PR #434, opened 2023-08-22
Attempt to improve gui design

blacksponge:
## Purpose

Try to improve the overall look and feel and accessibility of the GUI.

## Changes

Highlights :

* Make the "about" lines shorter by making this area double columns and adding an decorative picture
* Improve color contrasts and make color usage more uniform
* Group inputs in fieldset and add visible label for all fields in advanced form
* Change FAQ layout: This change needed to move the content of the FAQ into the code and integrate it to the "Angular translation system" instead of having separate markdown files. This means that translated FAQ will need to be imported, knowing that I have changed some wording at the same time. ~~Also I took this oportunity to test crowdin.com integration, <https://crowdin.com/project/zonemaster-test>.~~
* Slightly bigger font size and line height
* Make document outline more consistent.
* Replace links that looks like buttons in result filter area
* Add labels and group fields in result filter area, add expand + collapse buttons

<details>
<summary>My todo lists</summary>

Things I want to do (in this PR)
- [x] Make "about" lines shorter
- [x] Improve contrast between active and not active navigation links
- [x] Make color usage more uniform
  - [x] disabled primary button color
  - [ ] secondary button color -- change or keep ?
  - [x] lighten danger and secondary button on hover instead of darkening them
- [x] Try to improve "about" information visualization in "about" text (use markup)
  - [x] About zonemaster
  - [x] ~~About DNS~~ need to change the text, not doing this now
- [x] Improve accessibility of advanced option form:
  - [x] make labels visible
  - [x] use a fieldset to group NS and DS inputs
- [x] Improve accessibility of result filtering form
  - [x] maybe replace links that look like buttons with checkboxes and labels in fieldset
  - [x] Move help / severity level info out of tooltips
- [x] Improve document outline
  - [x] replace h4/h5 with h2/h3 in about section
  - [x] Add section + headings for form  / result in result page
- [x] Improve "program version" (at least make the "program version" thing a link so it is an actionable item)
- [x] ~~Expand (+ highlight?) text in search result~~ not in this PR
- [x] Change FAQ layout
  - [ ] add "expand" button for each section -- surprisingly hard to do, need more thoughts

Things that I broke and need to fix
- [x] fix advanced form NS and DS inputs wrapping for medium / small screens
- [x] main heading for result page
- [x] fix message banner
- [x] Click on faq entry update url fragment
- [x] change of url fragment open faq entry
- [x] fix link in info alert in advanced form
- [x] i18n (french translation done)
[...]

PR #439, opened 2023-09-07
Add gui server

blacksponge:
## Purpose

Add a basic web server to serve GUI files.

## Context
Based on #434 
Following a discussion in the face to face, we decided to serve the GUI from a server to allow more flexibility.

## Changes

* [x] Add a server in perl (using Dancer2)
* [x] Template index.html to include additional resources and override default ones (for css)
* [x] Detect browser language using the server
* [ ] Add Makefile.PL for packaging
* [ ] Update reverse proxy documentation
* [ ] Update installation doc in zonemaster/zonemaster repo
* [ ] Add service script to manage daemon
* [ ] Add example configuration and update configuration documentation
* [ ] Remove unused files (configuration, scripts, ...)

## How to test this PR

Running the server:
```sh
% plackup scripts/zonemaster-gui
```


blacksponge:
This is still a draft as it is not finished, but I would like some early feedback to avoid going the wrong path.

blacksponge:
Commit [80e36dd](https://github.com/zonemaster/zonemaster-gui/pull/439/commits/80e36ddfa896af1ef280767ccabbb6df5e98bf28) is the relevant stuff

blacksponge:
I still need architecture approval on this PR to finish (or change) this work.

lib/Zonemaster/GUI.pm
```diff
@@ -0,0 +1,136 @@
...
+# Generate configuration
+get '/:lang/app.config.json' => sub {
+    send_as JSON => config->{client_config}
+};
+
+# Serve additional assets
+get '/:lang/additional/**' => sub {
+    my ( $path ) = splat;
+
+    if ( grep /^\.{2,}$/, @{$path} ) {
```
marc-vanderwal, line 26: This might not be sufficient. What happens if I request `/fr/additional/bogus/../../../../../etc/passwd` or something like that?

marc-vanderwal (commented):
In terms of architecture, I see no issues; I agree with the choice of Dancer2.

lib/Zonemaster/GUI.pm
blacksponge: When using `**` splat return an array of path component, one component per element, so if I am not missing anything, in your example `$path` would be `( 'bogus', '..', '..', '..', '..', '..', 'etc', 'passwd')` and the grep would work.

[Relevant documentation as reference](https://metacpan.org/dist/Dancer2/view/lib/Dancer2/Manual.pod#Wildcard-Matching)

marc-vanderwal: Oh okay, my bad.

matsduf:
Danser will create daemon listening to http, won't it? Will that be on localhost using apache as a reverse proxy? Will everything still be packaged in one zip file as today?

marc-vanderwal:
Dancer can spawn a small HTTP server for testing purposes, but when deploying a Dancer app in production, it can also spawn a FastCGI server, which is less expensive.

blacksponge:
> Danser will create daemon listening to http, won't it? Will that be on localhost using apache as a reverse proxy?

yes

> Will everything still be packaged in one zip file as today?

No it will be package as a perl module.

blacksponge:
I am delaying that for next release, I think this PR needs more thoughts.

TASK DESCRIPTION
Only the lines above starting with the one with "Based on #434" and going through the one with "update configuration documentation" are to be copied, word for word and with both ends kept.

ANSWER TO THIS PROBLEM
Based on #434 
Following a discussion in the face to face, we decided to serve the GUI from a server to allow more flexibility.

## Changes

* [x] Add a server in perl (using Dancer2)
* [x] Template index.html to include additional resources and override default ones (for css)
* [x] Detect browser language using the server
* [ ] Add Makefile.PL for packaging
* [ ] Update reverse proxy documentation
* [ ] Update installation doc in zonemaster/zonemaster repo
* [ ] Add service script to manage daemon
* [ ] Add example configuration and update configuration documentation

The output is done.